(Dataset records)
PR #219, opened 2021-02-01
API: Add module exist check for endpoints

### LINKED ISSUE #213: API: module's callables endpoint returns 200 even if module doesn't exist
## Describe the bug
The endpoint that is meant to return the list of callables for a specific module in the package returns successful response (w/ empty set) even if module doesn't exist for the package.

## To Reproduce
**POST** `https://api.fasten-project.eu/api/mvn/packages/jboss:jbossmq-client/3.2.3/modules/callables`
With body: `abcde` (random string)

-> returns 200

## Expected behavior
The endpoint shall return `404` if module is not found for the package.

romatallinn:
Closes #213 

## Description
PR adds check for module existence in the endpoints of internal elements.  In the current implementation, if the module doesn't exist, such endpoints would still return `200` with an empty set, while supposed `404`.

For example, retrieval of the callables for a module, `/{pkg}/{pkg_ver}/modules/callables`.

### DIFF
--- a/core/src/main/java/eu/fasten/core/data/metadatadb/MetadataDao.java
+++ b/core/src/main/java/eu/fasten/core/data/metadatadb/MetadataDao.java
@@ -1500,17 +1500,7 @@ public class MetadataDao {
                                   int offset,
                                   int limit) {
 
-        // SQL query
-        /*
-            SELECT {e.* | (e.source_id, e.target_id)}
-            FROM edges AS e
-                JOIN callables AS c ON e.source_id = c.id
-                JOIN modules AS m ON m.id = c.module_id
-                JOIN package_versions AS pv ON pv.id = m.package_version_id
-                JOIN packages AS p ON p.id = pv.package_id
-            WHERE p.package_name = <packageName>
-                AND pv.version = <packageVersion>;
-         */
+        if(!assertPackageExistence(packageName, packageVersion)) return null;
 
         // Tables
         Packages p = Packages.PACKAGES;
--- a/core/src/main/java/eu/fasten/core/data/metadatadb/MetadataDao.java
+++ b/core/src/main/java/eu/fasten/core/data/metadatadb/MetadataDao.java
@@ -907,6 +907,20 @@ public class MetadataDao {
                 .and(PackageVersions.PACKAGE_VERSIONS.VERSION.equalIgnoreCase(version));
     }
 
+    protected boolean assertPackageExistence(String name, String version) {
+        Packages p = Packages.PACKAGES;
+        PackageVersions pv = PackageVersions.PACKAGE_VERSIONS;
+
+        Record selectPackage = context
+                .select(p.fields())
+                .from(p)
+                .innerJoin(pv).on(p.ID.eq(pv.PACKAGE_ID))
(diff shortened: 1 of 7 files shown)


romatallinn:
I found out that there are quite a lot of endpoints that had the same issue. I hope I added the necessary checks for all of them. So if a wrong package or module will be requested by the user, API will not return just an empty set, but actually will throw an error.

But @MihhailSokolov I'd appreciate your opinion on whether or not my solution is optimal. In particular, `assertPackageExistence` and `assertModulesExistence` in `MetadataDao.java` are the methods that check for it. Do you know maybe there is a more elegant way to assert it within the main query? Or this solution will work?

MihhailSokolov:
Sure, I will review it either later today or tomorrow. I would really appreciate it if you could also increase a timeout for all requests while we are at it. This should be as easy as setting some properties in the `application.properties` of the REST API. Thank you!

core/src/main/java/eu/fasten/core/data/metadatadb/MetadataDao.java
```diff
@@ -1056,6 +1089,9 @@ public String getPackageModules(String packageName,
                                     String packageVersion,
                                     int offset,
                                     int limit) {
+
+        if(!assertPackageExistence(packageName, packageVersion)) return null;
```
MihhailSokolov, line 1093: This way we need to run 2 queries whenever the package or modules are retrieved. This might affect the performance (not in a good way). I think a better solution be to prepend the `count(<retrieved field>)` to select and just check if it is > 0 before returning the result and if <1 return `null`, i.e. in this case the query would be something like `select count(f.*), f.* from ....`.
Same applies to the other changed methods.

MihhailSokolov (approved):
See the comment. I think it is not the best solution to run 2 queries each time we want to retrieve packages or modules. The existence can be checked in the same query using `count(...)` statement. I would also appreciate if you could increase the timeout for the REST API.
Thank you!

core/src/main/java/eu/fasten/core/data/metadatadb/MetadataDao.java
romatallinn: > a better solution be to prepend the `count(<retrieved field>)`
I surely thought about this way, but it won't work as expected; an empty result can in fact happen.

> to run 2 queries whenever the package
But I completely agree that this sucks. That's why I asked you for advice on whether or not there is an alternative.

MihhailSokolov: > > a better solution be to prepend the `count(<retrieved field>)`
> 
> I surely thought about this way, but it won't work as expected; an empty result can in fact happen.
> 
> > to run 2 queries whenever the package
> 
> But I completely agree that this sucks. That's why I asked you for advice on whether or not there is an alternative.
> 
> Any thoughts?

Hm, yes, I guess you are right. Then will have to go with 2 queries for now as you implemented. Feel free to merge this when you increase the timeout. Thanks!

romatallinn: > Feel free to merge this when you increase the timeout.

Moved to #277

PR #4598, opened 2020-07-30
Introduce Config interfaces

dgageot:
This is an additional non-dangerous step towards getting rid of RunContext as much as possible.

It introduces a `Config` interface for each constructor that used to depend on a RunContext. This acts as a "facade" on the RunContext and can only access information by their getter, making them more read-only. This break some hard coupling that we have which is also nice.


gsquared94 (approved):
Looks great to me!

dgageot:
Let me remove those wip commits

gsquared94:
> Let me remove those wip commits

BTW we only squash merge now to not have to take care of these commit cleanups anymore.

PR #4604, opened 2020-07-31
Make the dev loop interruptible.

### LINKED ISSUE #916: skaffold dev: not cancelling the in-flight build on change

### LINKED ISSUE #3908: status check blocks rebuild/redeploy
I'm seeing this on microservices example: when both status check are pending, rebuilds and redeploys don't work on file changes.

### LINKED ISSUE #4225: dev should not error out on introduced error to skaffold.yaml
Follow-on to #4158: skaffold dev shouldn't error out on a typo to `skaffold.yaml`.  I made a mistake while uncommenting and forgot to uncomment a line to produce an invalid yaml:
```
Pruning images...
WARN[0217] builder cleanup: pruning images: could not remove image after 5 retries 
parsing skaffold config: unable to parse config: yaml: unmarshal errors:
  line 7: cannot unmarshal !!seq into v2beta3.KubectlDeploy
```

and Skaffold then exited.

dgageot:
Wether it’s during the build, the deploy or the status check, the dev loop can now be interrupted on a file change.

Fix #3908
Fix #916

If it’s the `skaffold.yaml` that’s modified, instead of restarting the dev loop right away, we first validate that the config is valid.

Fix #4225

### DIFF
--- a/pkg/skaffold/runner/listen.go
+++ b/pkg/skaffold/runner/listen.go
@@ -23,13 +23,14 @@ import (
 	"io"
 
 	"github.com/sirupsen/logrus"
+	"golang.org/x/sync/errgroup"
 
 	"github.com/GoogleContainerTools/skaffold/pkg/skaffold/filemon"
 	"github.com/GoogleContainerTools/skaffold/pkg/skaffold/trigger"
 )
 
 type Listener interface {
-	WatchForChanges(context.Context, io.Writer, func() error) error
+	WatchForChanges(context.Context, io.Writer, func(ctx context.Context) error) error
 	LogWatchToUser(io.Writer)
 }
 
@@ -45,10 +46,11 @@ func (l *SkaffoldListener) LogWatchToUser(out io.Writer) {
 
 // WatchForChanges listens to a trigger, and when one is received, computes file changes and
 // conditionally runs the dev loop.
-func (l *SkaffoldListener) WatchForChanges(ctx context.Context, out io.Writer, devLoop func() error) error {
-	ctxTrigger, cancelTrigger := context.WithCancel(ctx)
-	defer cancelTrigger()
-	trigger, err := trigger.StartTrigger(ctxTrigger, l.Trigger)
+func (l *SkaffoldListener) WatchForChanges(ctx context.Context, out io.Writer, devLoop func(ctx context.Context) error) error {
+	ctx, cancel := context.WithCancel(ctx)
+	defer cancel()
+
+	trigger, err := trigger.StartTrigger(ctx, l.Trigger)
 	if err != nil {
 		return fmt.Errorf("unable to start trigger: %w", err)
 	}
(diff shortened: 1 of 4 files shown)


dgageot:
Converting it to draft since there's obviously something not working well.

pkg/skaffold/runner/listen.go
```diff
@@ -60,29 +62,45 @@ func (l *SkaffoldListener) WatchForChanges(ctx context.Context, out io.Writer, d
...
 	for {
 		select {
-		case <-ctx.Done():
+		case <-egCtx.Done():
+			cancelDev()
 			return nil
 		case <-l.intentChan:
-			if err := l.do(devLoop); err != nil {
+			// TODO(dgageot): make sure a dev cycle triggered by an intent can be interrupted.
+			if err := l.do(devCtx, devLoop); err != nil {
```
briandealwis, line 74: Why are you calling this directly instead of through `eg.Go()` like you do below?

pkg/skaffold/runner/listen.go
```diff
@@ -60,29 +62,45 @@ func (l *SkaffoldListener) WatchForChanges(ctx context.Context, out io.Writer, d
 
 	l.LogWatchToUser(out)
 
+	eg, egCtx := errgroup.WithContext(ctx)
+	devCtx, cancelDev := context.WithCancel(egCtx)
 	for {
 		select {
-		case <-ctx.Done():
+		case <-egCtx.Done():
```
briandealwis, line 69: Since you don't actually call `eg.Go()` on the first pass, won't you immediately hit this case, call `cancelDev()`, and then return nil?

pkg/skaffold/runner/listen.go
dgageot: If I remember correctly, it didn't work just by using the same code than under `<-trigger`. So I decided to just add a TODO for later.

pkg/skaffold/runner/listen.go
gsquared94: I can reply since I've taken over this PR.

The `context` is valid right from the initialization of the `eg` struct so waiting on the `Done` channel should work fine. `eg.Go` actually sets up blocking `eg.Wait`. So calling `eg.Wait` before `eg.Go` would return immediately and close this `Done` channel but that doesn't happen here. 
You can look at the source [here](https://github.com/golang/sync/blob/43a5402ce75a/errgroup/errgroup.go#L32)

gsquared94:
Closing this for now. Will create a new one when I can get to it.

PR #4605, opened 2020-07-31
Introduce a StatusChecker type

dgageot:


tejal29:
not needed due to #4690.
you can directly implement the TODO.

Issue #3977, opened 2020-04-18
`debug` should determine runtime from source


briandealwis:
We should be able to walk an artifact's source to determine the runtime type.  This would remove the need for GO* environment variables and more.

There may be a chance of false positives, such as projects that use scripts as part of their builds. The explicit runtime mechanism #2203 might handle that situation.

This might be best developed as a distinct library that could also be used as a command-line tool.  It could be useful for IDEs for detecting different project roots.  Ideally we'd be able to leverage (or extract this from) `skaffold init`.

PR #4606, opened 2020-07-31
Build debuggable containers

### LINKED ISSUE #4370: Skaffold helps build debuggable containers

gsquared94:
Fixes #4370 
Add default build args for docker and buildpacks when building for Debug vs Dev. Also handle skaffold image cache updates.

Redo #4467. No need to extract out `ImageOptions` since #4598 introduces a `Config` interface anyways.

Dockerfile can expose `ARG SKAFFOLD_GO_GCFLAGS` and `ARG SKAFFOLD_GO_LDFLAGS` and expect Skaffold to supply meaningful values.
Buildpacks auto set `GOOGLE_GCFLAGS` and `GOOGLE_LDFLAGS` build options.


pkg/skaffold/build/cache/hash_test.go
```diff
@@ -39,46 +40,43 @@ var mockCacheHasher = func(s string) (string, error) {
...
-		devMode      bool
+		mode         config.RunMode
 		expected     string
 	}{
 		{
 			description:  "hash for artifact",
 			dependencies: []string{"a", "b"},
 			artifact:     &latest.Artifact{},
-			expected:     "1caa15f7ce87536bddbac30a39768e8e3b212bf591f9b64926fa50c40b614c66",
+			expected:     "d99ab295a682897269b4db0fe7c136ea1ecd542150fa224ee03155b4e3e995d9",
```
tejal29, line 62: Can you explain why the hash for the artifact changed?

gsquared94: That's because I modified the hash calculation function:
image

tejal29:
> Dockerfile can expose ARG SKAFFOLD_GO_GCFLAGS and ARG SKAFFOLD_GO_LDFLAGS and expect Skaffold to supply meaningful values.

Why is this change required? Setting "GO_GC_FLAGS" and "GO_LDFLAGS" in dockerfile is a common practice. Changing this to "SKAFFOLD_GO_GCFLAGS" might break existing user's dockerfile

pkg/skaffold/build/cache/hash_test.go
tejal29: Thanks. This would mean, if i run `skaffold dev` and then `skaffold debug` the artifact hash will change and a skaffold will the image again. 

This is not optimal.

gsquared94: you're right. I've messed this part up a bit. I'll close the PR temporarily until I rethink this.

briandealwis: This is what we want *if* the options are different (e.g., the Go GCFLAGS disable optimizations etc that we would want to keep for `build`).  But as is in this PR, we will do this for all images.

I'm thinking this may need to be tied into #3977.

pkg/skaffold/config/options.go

• What to produce
Restate exactly the records above from their first line through the line that holds "## Describe the bug", please, including both and leaving out all others.

• Written response
PR #219, opened 2021-02-01
API: Add module exist check for endpoints

### LINKED ISSUE #213: API: module's callables endpoint returns 200 even if module doesn't exist
## Describe the bug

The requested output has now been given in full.